Stored data
◇ ◇ ◇
PR #158, opened 2024-03-06
[PLUGIN-1756] Fixed URL Validation

psainics:
## Fixed URL Validation

Jira : [PLUGIN-1756](https://cdap.atlassian.net/browse/PLUGIN-1756)

### Description

- When an invalid url is given, the validation logic only checks for a valid URI which may not raise errors for a lot of strings that are not valid URLs.
Replacing the validation to check for a URL will fix the proper error.

- Some exceptions are thrown by the http library without any error message string.
This is usually present on the cause of the error.

Adding this code snippet will fix null issue for other exceptions thrown by the library.

```java
String errorMessage = e.getMessage();
if (errorMessage == null && e.getCause() != null) {
errorMessage = e.getCause().getMessage();
}
```

### UI Field

- No Changes made to widget json.

### Docs

- No Changes made to docs.

### Code change

- Modified `HttpInputFormatProvider.java`
- Modified `BaseHttpSourceConfig.java`

### Unit Tests

- No Changes made to unit tests.

### DIFF
--- a/src/main/java/io/cdap/plugin/http/source/batch/HttpInputFormatProvider.java
+++ b/src/main/java/io/cdap/plugin/http/source/batch/HttpInputFormatProvider.java
@@ -71,8 +71,12 @@ public class HttpInputFormatProvider implements InputFormatProvider {
             new HttpResponse(client.executeHTTP(config.getUrl())));
           return DelimitedSchemaDetector.detectSchema(config, delimiter, rawStringPerLine, failureCollector);
         } catch (IOException e) {
+          String errorMessage = e.getMessage();
+          if (Strings.isNullOrEmpty(errorMessage) && e.getCause() != null) {
+            errorMessage = e.getCause().getMessage();
+          }
           failureCollector.addFailure(String.format("Error while reading the file to infer the schema. Error: %s",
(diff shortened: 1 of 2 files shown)


src/main/java/io/cdap/plugin/http/source/batch/HttpInputFormatProvider.java
```diff
@@ -71,8 +71,12 @@ public Schema getSchema(FailureCollector failureCollector) {
             new HttpResponse(client.executeHTTP(config.getUrl())));
           return DelimitedSchemaDetector.detectSchema(config, delimiter, rawStringPerLine, failureCollector);
         } catch (IOException e) {
+          String errorMessage = e.getMessage();
+          if (errorMessage == null && e.getCause() != null) {
```
MrRahulSharma:
```suggestion
          if (Strings.isNullOrEmpty(errorMessage) && e.getCause() != null) {
```

psainics: Changes Accepted !

MrRahulSharma (approved):

PR #159, opened 2024-03-07
[PLUGIN-1757] Remove Page iteration from transform

psainics:
##  Remove Page iteration from transform

Jira : [PLUGIN-1757](https://cdap.atlassian.net/browse/PLUGIN-1757)

### Description

Plugin had very high memory usage compared to the input file size.

This PR improves memory usage by removing Page iteration from transform.

### OLD
image

### NEW
image

### UI Field

- No Changes made to widget json.

### Docs

- No Changes made to docs.

### Code change

- Modified `HttpBatchSource.java`
- Modified `HttpInputFormat.java`
- Modified `HttpRecordReader.java`

### Unit Tests

- No Changes made to unit tests.

### Results

- This PR ( Before removing page iteration and current implementation )
image

- This PR with closing the basePage
image

### DIFF
--- a/src/main/java/io/cdap/plugin/http/source/batch/HttpRecordReader.java
+++ b/src/main/java/io/cdap/plugin/http/source/batch/HttpRecordReader.java
@@ -20,6 +20,7 @@ import com.google.gson.GsonBuilder;
 import io.cdap.plugin.http.common.pagination.BaseHttpPaginationIterator;
 import io.cdap.plugin.http.common.pagination.PaginationIteratorFactory;
 import io.cdap.plugin.http.common.pagination.page.BasePage;
+import io.cdap.plugin.http.common.pagination.page.PageEntry;
 import org.apache.hadoop.conf.Configuration;
 import org.apache.hadoop.io.NullWritable;
 import org.apache.hadoop.mapreduce.InputSplit;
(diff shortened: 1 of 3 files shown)


MrRahulSharma:
Can you add the testing details performed for this change ?

psainics:
> Can you add the testing details performed for this change ?

For performance i have tested this with a 2GB csv file.
We saw memory usage reduced from 7GB to 1.5GB.

I have done pagination test to make sure it's same.

Testing for other formats is in being done !

MrRahulSharma (approved):

src/main/java/io/cdap/plugin/http/source/batch/HttpRecordReader.java
```diff
@@ -57,10 +59,22 @@ public void initialize(InputSplit inputSplit, TaskAttemptContext taskAttemptCont
...
-      return false;
+    // If there is no current page or no next line in the current page
+    if (currentBasePage == null || !currentBasePage.hasNext()) {
+      if (!httpPaginationIterator.hasNext()) {
+        // If there is no next page, return false
+        // All pages are read
+        return false;
+      }
+      // Get the next page
+      currentBasePage = httpPaginationIterator.next();
```
arjan-bal, line 70: We are not closing the currentBasePage here. This [can hold a BufferedInputReader](https://github.com/data-integrations/http/blob/557bea0b1dd31351b171572e13e428dd9bbd8cc5/src/main/java/io/cdap/plugin/http/common/pagination/page/RecordPerLinePage.java#L85-L89). If we don't close it, its memory may still be freed when it is finalized.

Can you try closing the page to see if it improves the memory utilization further?

vikasrathee-cs: We have looked into this and closing the basepage is not making any impact on the memory usage, but its better to close it and we will do the same in next release. Adding snapshot in the description for memory usage after closing the reader.

MrRahulSharma: Good catch. We should make sure that we do close it.

PR #165, opened 2024-04-10
[PLUGIN-1775]Changes done for schema bug while using enable quotes

vikasrathee-cs:
[PLUGIN-1775] Changes done for schema detection bug while using enable quotes with csv format.


src/main/java/io/cdap/plugin/http/source/common/DelimitedSchemaDetector.java
```diff
@@ -61,4 +64,23 @@ public static Schema detectSchema(HttpBatchSourceConfig config, String delimiter
...
   }
+
+  /**
+   * @param rawLine            line to parse and find out the exact number of columns in a row.
+   * @param enableQuotedValues flag whether file can contain Quoted values.
+   * @param delimiter          delimiter for the file
+   * @return Array of all the column values within the provided row.
+   */
+  public static String[] getRowValues(String rawLine, boolean enableQuotedValues, String delimiter) {
+    if (enableQuotedValues) {
```
albertshau: nit: in these situations, can remove some nesting and improve readability by checking the inverse:

```
if (!enableQuotedValues) {
  return ...
}
...
```

albertshau (approved):

PR #193, opened 2025-04-15
Update cdap version to 6.11.0 in pom.xml

psainics:
Update CDAP version to 6.11.0 in pom.xml, as snapshot is not available in repo causing build failures

### DIFF
--- a/pom.xml
+++ b/pom.xml
@@ -76,8 +76,8 @@
 
   <properties>
     <awaitility.version>3.1.6</awaitility.version>
-    <cdap.version>6.11.0-SNAPSHOT</cdap.version>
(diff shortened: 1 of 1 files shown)


pom.xml
```diff
@@ -76,7 +76,7 @@
 
   <properties>
     <awaitility.version>3.1.6</awaitility.version>
-    <cdap.version>6.11.0-SNAPSHOT</cdap.version>
+    <cdap.version>6.11.0</cdap.version>
     <cdap.plugin.version>2.13.0-SNAPSHOT</cdap.plugin.version>
```
itsankit-google: similar change here, please use `2.13.0`

psainics: Updated !

itsankit-google (approved):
◇ ◇ ◇
The required answer is each line of the entries containing the string "sure".

I have done pagination test to make sure it's same.
MrRahulSharma: Good catch. We should make sure that we do close it.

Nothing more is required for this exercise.